A system can exhibit
properties that produce
behaviors which are distinct from the properties and behaviors of its parts; these system-wide or
global
properties and behaviors are characteristics of how the system
interacts with or appears to its environment, or of how its parts behave
(say, in response to external stimuli) by virtue of being within the
system. The notion of
behavior implies that the study of systems is also concerned with processes that take place over time (or, in
mathematics, some other
phase space parameterization). Because of their broad, interdisciplinary applicability, systems concepts play a central role in complex systems.
As a field of study, complex systems is a subset of
systems theory.
General systems theory focuses similarly on the collective behaviors of
interacting entities, but it studies a much broader class of systems,
including non-complex systems where traditional reductionist approaches
may remain viable.

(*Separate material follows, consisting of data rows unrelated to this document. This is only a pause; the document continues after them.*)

PR #1717, opened 2024-08-30
Improve `@NonBlocking` usage

leonard84:
Add `TYPE` as target to bring it in line with
`org.jetbrains.annotations.NonBlocking`.
Annotate `Promise` and `Operation` as `@NonBlocking` to facilitate static checking of calling blocking code in a non-blocking context.

https://www.jetbrains.com/help/inspectopedia/BlockingMethodInNonBlockingContext.html


ldaley:
Superseded by https://github.com/ratpack/ratpack/pull/1720.

PR #1719, opened 2024-10-02
Change redirect encoding mechanism to not decode parameters

gcoopercos:
This stemmed from an internal issue where the redirect url was getting decoded, and thus changing from the original. 

It looked like there were test around the query parameters, but not so much for path parameters.  The change make it such that the path parameters do not get decoded if they are encoded.  Thus, something like this: `some-data/endpoint/nslowehwwgbgm/target/%2F%2F%3AHelloWorldTest` would end up getting mapped to an endpoint that matches `../target/`.

FWIW, this is our internal issue that was a motivator for this: https://github.com/gradle/dv/issues/40337

### DIFF
--- a/ratpack-core/src/main/java/ratpack/core/http/client/internal/RequestActionSupport.java
+++ b/ratpack-core/src/main/java/ratpack/core/http/client/internal/RequestActionSupport.java
@@ -618,7 +618,7 @@ abstract class RequestActionSupport<T> implements Upstream<T> {
         String rawQuery = redirectLocationUri.getRawQuery() != null
           ? "?" + redirectLocationUri.getRawQuery() : "";
         return new URI(new URI(requestUri.getScheme(),
-          requestUri.getRawUserInfo(),
+          requestUri.getUserInfo(),
           requestUri.getHost(),
           requestUri.getPort(),
           null,
--- a/ratpack-core/src/main/java/ratpack/core/http/client/internal/RequestActionSupport.java
+++ b/ratpack-core/src/main/java/ratpack/core/http/client/internal/RequestActionSupport.java
@@ -608,17 +608,17 @@ abstract class RequestActionSupport<T> implements Upstream<T> {
         return URI.create(requestUri.getScheme() + ":" + redirectLocation);
       } else {
 
-        String path = redirectLocationUri.getPath();
+        String path = redirectLocationUri.getRawPath();
         if (!path.startsWith("/")) { // absolute path
-          path = getParentPath(requestUri.getPath()) + path;
+          path = getParentPath(requestUri.getRawPath()) + path;
         }
         return new URI(
           requestUri.getScheme(),
-          requestUri.getUserInfo(),
+          requestUri.getRawUserInfo(),
           requestUri.getHost(),
           requestUri.getPort(),
           path,
-          redirectLocationUri.getQuery(),
+          redirectLocationUri.getRawQuery(),
           null
         );
       }
--- a/ratpack-core/src/main/java/ratpack/core/http/client/internal/RequestActionSupport.java
+++ b/ratpack-core/src/main/java/ratpack/core/http/client/internal/RequestActionSupport.java
@@ -612,15 +612,18 @@ abstract class RequestActionSupport<T> implements Upstream<T> {
         if (!path.startsWith("/")) { // absolute path
           path = getParentPath(requestUri.getRawPath()) + path;
         }
-        return new URI(
-          requestUri.getScheme(),
+
+        // By default, the URI encodes the path given to it. We don't want that here. But, we can let the URI
+        // do most of the work and then just append the raw path and query afterwords
+        String rawQuery = redirectLocationUri.getRawQuery() != null
+          ? "?" + redirectLocationUri.getRawQuery() : "";
+        return new URI(new URI(requestUri.getScheme(),
           requestUri.getRawUserInfo(),
           requestUri.getHost(),
           requestUri.getPort(),
-          path,
-          redirectLocationUri.getRawQuery(),
-          null
-        );
+          null,
+          null,
+          null) + path + rawQuery);
       }
     }
   }
--- a/ratpack-core/src/test/groovy/ratpack/core/http/client/HttpClientRedirectionSpec.groovy
+++ b/ratpack-core/src/test/groovy/ratpack/core/http/client/HttpClientRedirectionSpec.groovy
@@ -182,11 +182,13 @@ class HttpClientRedirectionSpec extends BaseHttpClientSpec {
     }
 
     then:
-    text == "http://ratpack.io=10"
+    text == "${URLEncoder.encode("http://ratpack.io=10", "UTF-8")}"
 
     where:
     pooled << [true, false]
   }
+
+
 
   def "can follow a relative redirect get request"() {
     given:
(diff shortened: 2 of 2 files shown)


ratpack-core/src/test/groovy/ratpack/core/http/client/HttpClientRedirectionSpec.groovy
```diff
@@ -182,12 +182,14 @@ class HttpClientRedirectionSpec extends BaseHttpClientSpec {
     }
 
     then:
-    text == "http://ratpack.io=10"
+    text == "${URLEncoder.encode("http://ratpack.io=10", "UTF-8")}"
```
davidmc24: This doesn't look right to me.  A query param with a single level of encoding, when accessed through `request.queryParams`, should be decoded.  This test makes it look like that has been broken.

davidmc24: We may need more test coverage to determine if other scenarios are working as intended or not.

gcoopercos: Agreed, definitely will need more test coverage.  I'll put one in that mimics/illustrates the Develocity issue more clearly.

gcoopercos: I backed the assertion out as it appears to be desirable for query parameters to be converted. I did, however, add some additional tests, along with some altered functionality.

gcoopercos:
The heart of this fix is an attempt to support redirects on locations with encoded path parameters. I added a couple tests that illustrate this.

ratpack-core/src/test/groovy/ratpack/core/http/client/HttpClientRedirectionSpec.groovy
```diff
@@ -153,6 +153,41 @@ class HttpClientRedirectionSpec extends BaseHttpClientSpec {
     pooled << [true, false]
   }
 
+  def "can follow a relative redirect get request with non-encoded query parameters"() {
```
davidmc24, line 160: The non-encoded query parameter test cases seem questionable to me.  It's unclear to me what the behavior should be as per the spec.

ratpack-core/src/test/groovy/ratpack/core/http/client/HttpClientRedirectionSpec.groovy
```diff
@@ -188,6 +223,78 @@ class HttpClientRedirectionSpec extends BaseHttpClientSpec {
     pooled << [true, false]
   }
 
+  def "can follow a relative redirect get request with encoded path parameters"() {
```
davidmc24, line 230: For this test case, I think there are two useful values to assert on: the path (as currently done) and the path token (`render context.pathTokens.val`).  The former should be preserved encoded, while the latter should IMO be decoded.  From a quick look, I think this behavior is worked after your changes.

ratpack-core/src/test/groovy/ratpack/core/http/client/HttpClientRedirectionSpec.groovy
```diff
@@ -188,6 +223,78 @@ class HttpClientRedirectionSpec extends BaseHttpClientSpec {
...
+
+    then:
+    text == "scan-data/bazel/nslowehwwgbgm/target/%2F%2F%3AHelloWorldTest"
+
+    where:
+    pooled << [true, false]
+  }
+
+
+  def "can follow a relative redirect get request without encoded path parameters"() {
```
davidmc24, line 269: Asserting on the path token might be valuable here as well.

ratpack-core/src/main/java/ratpack/core/http/client/internal/RequestActionSupport.java
```diff
@@ -608,19 +608,22 @@ private static URI absolutizeRedirect(URI requestUri, String redirectLocation) t
...
-        return new URI(
-          requestUri.getScheme(),
-          requestUri.getUserInfo(),
+
+        // By default, the URI encodes the path given to it. We don't want that here. But, we can let the URI
+        // do most of the work and then just append the raw path and query afterwords
+        String rawQuery = redirectLocationUri.getRawQuery() != null
+          ? "?" + redirectLocationUri.getRawQuery() : "";
+        return new URI(new URI(requestUri.getScheme(),
+          requestUri.getRawUserInfo(),
```
davidmc24: If we're going to change the userinfo behavior, we should have tests for it.  I'd be fine with leaving it unchanged as well.

davidmc24 (changes requested):

ratpack-core/src/main/java/ratpack/core/http/client/internal/RequestActionSupport.java
gcoopercos: I reverted that. It's not really in the spirit of what is being addressed here.

ratpack-core/src/test/groovy/ratpack/core/http/client/HttpClientRedirectionSpec.groovy
gcoopercos: Hmm... Yes, I agree.  I just put that test in to capture the current behavior, which is the same before and after the change here.

Like you indicate, the spec really only speaks of the location header being a URL, and doesn't mention much about the encoded/decoded nature of this value:

https://developer.mozilla.org/en-US/docs/Web/HTTP/Redirections

The current ratpack implementation for query parameters does decode them. This change should only be impacting path parameters.

So... As a test that indicates that this behavior is the "contracted, expected result", it's a bit ambiguous, and probably not so great. But, as a regression test indicating that nothing has changed if future work is done in this are, it has value. 

I kept the test, but put in a comment.  Would that work for you?   I can alter wording if it's not clear as well.

gcoopercos: Hmm... Yes, I agree.  I just put that test in to capture the current behavior, which is the same before and after the change here.

Like you indicate, the spec really only speaks of the location header being a URL, and doesn't mention much about the encoded/decoded nature of this value:

https://developer.mozilla.org/en-US/docs/Web/HTTP/Redirections

The current ratpack implementation for query parameters does decode them. This change should only be impacting path parameters.

So... As a test that indicates that this behavior is the "contracted, expected result", it's a bit ambiguous, and probably not so great. But, as a regression test indicating that nothing has changed if future work is done in this are, it has value. 

I kept the test, but put in a comment.  Would that work for you?   I can alter wording if it's not clear as well.

ratpack-core/src/test/groovy/ratpack/core/http/client/HttpClientRedirectionSpec.groovy
gcoopercos: Added.

ratpack-core/src/test/groovy/ratpack/core/http/client/HttpClientRedirectionSpec.groovy
gcoopercos: Added.

ratpack-core/src/test/groovy/ratpack/core/http/client/HttpClientRedirectionSpec.groovy
davidmc24: Yes, that approach is fine with me.

davidmc24 (approved):

PR #802, opened 2024-06-11
Form property editor styling and sections

gigxz:
## Description

* Move properties into sections, use header tags
* Move Required/WarnifEmpty into custom radio
* Use overline typography
* Scroll up to errors, fix issue with errors persisting too long

## Type of change


src/modules/formBuilder/components/itemEditor/RequiredOptionalRadio.tsx
```diff
@@ -0,0 +1,113 @@
...
+    [readOnlyField, requiredField, warnIfEmptyField]
+  );
+
+  return (
+    <RadioGroupInput
+      options={options}
+      label='Response Validation'
+      value={options.find((o) => o.code === radioValue)}
+      onChange={handleChange}
+      labelSx={{ typography: 'body2', color: 'text.secondary', pt: 1 }}
```
gigxz, line 95: We should adjust default styles for this component, it looks different from others. Want to run by design first

src/modules/formBuilder/components/FormBuilderPage.tsx
```diff
@@ -44,6 +44,9 @@ const FormBuilderPage = () => {
 
   const [errorState, setErrorState] = useState<ErrorState>(emptyErrorState);
 
+  useEffect(() => {
+    setErrorState(emptyErrorState);
+  }, [selectedItem, setErrorState]);
```
gigxz, line 49: Fixes a bug where if there was an error in the item editor and you close the editor, the error still appears on the main page.

martha: Thanks 🙏  this has been bugging me too!

src/modules/admin/components/forms/FormDefinitionDetailPage.tsx
```diff
@@ -30,21 +30,13 @@ const FormDefinitionDetailPage = () => {
...
-          Selected Form
-        </Typography>
-        <Stack direction='row' gap={1}>
-          <Typography variant='h3'>
-            {formIdentifier.displayVersion.title}
-          </Typography>
-        </Stack>
-      </Stack>
       <Stack gap={2}>
+        <Typography variant='h3'>
```
martha: just noting here, for interest, though I don't think it should be fixed on this PR, that one of the recommendations coming out of the a11y audit for this app is that we should divorce heading hierarchy from heading appearance. For good screen reader nav, ideally, the first heading on a page is a h1 -- even if it's styled in a way that appears like an h3 in other parts of the app.

It's a "best practice" as opposed to a WCAG standard, though, so perhaps that makes it lower priority to fix!

src/modules/formBuilder/components/itemEditor/RequiredOptionalRadio.tsx
martha: 👍 also I wonder if it would be nicer to display the helper text for each option below that option, rather than one big block below the whole item?

martha (approved):
Great :)

src/modules/formBuilder/components/itemEditor/RequiredOptionalRadio.tsx
gigxz: Maybe, I pulled this approach from the designs. I think it would be possible to have extended labels on each radio element as another alternative. (But each long text would become the label for each element, not helper text).

src/modules/admin/components/forms/FormDefinitionDetailPage.tsx
gigxz: Well thats an easy fix, updated with https://github.com/greenriver/hmis-frontend/pull/802/commits/af570354984ab4da66eb62ef9214663930be4683. I'm not sure if it's correct to have the overline text span inside the h1 tag.

PR #804, opened 2024-06-11
Add draft, published, retired workflow for forms

martha:
## Description

GH issue: https://github.com/open-path/Green-River/issues/5858
Depends on hmis-warehouse PR: https://github.com/greenriver/hmis-warehouse/pull/4449

This PR:
- updates the schema corresponding to the warehouse updates
- updates the FormDefinitionDetailPage's two Edit buttons -- the Json editor and the FormBuilder editor -- to create a new Draft if none exists. Non-Draft forms should not be editable
- updates the FormPreview page to include a Publish button
- updates the FormBuilder's header publish button to work, though more changes are to come in https://github.com/open-path/Green-River/issues/6091

I have a few open questions which I'll post inline -- I can also spend more time researching/figuring them out, but wanted to put up a review at the same time to confirm the overall approach.

## Type of change
- [ ] Bug fix
- [ ] Dependency update


src/modules/admin/components/forms/FormPreview.tsx
```diff
@@ -102,23 +109,58 @@ const FormPreview = () => {
...
+      },
+      onCompleted: () => {
+        cache.evict({ id: `FormIdentifier:${formDefinition?.identifier}` });
+      },
+    });
+  }, [publishForm, formDefinition]);
+
   if (loading && !formDefinition) return <Loading />;
   if (error) throw error;
+  if (publishError) throw publishError;
```
martha: I'd like to confirm my judgment call that there's no need to use `ErrorState` and `apolloError` here, because any errors here would be bugs (as opposed to user input validation), does that sound right?

src/modules/admin/components/forms/EditFormButton.tsx
```diff
@@ -0,0 +1,82 @@
...
+        generateSafePath(route, {
+          identifier: formIdentifier.identifier,
+          formId: draftId,
+        })
+      );
+    },
+    [formIdentifier, editorRoute, navigate]
+  );
+
+  const [createDraftForm, { loading, error }] = useCreateDraftFormMutation({
```
martha: I think we may need to move this up into the parent component so that each button can be blocked while the other is loading. We don't want the user to be able to click "Edit Form" and then "Json Editor" in rapid succession, leading to an error message since two drafts can't both exist at the same time.

However, moving it up into the parent proved a little difficult because of the `goToEditor` callback, so I put it aside for now; will return with fresh eyes tomorrow

src/modules/admin/components/forms/EditFormButton.tsx
```diff
@@ -0,0 +1,82 @@
...
+    variables: { identifier: formIdentifier.identifier },
+    onCompleted: (data) => {
+      if (data.createDraftForm?.formIdentifier?.draftVersion?.id) {
+        cache.evict({ id: `FormIdentifier:${formIdentifier.identifier}` });
```
martha: Also I'd like to hack a bit more on trying to use `cache.modify` instead of `cache.evict` here in order to avoid an extra round-trip for data we already have.

src/modules/admin/components/forms/EditFormButton.tsx
```diff
@@ -0,0 +1,82 @@
...
+  }, [formIdentifier.draftVersion, goToEditor, createDraftForm]);
+
+  if (error) throw error;
+
+  return (
+    <LoadingButton
+      onClick={() => onClick()}
+      startIcon={Icon ? <Icon /> : <DashboardCustomizeIcon />}
+      loading={loading}
+      role='link'
```
martha, line 78: I'd like to test this for accessibility - I'm giving it a role of `link` since it is linking out to another page, but I'm not sure if this works well in screen readers without a `to` attribute

src/modules/admin/components/forms/FormPreview.tsx
martha: resolved in discussion on backend PR

src/modules/admin/components/forms/EditFormButton.tsx
martha: The new [change from the backend PR](https://github.com/greenriver/hmis-warehouse/pull/4449#discussion_r1636773496) where we just return the existing draft instead of throwing an error kinda solves this problem, I think. Also, since the JSON editor is only accessible to staff level admins, I'd propose to not put any more time into it now.

src/modules/admin/components/forms/EditFormButton.tsx
martha: edit: this seems to work OK; from voiceover, the link looks the same as other links on the page

gigxz: nice 👍

src/modules/admin/components/forms/EditFormButton.tsx
```diff
@@ -0,0 +1,85 @@
...
+}
+
+interface EditFormButtonProps {
+  formIdentifier: FormIdentifierDetailsFragment;
+  text?: string;
+  Icon?: React.ComponentType;
+  editorRoute?: FormEditorType;
+}
+
+const EditFormButton: React.FC<EditFormButtonProps> = ({
```
gigxz, line 24: Nice refactor, looks good!

gigxz (approved):
👍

Indeed, systems theory seeks to explore and describe
all
classes of systems, and the invention of categories that are useful to
researchers across widely varying fields is one of systems theory's main
objectives.
As it relates to complex systems, systems theory contributes an
emphasis on the way relationships and dependencies between a system's
parts can determine system-wide properties. It also contributes the
interdisciplinary perspective of the study of complex systems: the
notion that shared properties link systems across disciplines,
justifying the pursuit of modeling approaches applicable to complex
systems wherever they appear. Specific concepts important to complex
systems, such as emergence, feedback loops, and adaptation, also
originate in systems theory.
Complexity
Systems
exhibit complexity when difficulties with modeling them are endemic.
This means their behaviors cannot be understood apart from the very
properties that make them difficult to model, and they are governed
entirely, or almost entirely, by the behaviors those properties produce.
Any modeling approach that ignores such difficulties or characterizes
them as noise, then, will necessarily produce models that are neither
accurate nor useful. As yet no fully general theory of complex systems
has emerged for addressing these problems, so researchers must solve
them in domain-specific contexts. Researchers in complex systems address
these problems by viewing the chief task of modeling to be capturing,
rather than reducing, the complexity of their respective systems of
interest.
While no generally accepted exact definition of complexity exists
yet, there are many archetypal examples of complexity. Systems can be
complex if, for instance, they have
chaotic behavior (behavior that exhibits extreme sensitivity to initial conditions), or if they have
emergent
properties (properties that are not apparent from their components in
isolation but which result from the relationships and dependencies they
form when placed together in a system), or if they are computationally
intractable to model (if they depend on a number of parameters that
grows too rapidly with respect to the size of the system).
Networks
The interacting components of a complex system form a
network, which is a collection of discrete objects and relationships between them, usually depicted as a
graph of vertices connected by edges. Networks can describe the relationships between individuals within an organization, between
logic gates in a
circuit, between
genes in
gene regulatory networks, or between any other set of related entities.
Networks often describe the sources of complexity in complex systems.
Studying complex systems as networks therefore enables many useful
applications of
graph theory and
network science. Some complex systems, for example, are also
complex networks,
which have properties such as phase transitions and power-law degree
distributions that readily lend themselves to emergent or chaotic
behavior. The fact that the number of edges in a
complete graph grows
quadratically
in the number of vertices sheds additional light on the source of
complexity in large networks: as a network grows, the number of
relationships between entities quickly dwarfs the number of entities in
the network.
Nonlinearity
A sample solution in the Lorenz attractor when ρ = 28, σ = 10, and β = 8/3
Complex systems often have nonlinear behavior, meaning they may
respond in different ways to the same input depending on their state or
context. In
mathematics and
physics,
nonlinearity describes systems in which a change in the size of the
input does not produce a proportional change in the size of the output.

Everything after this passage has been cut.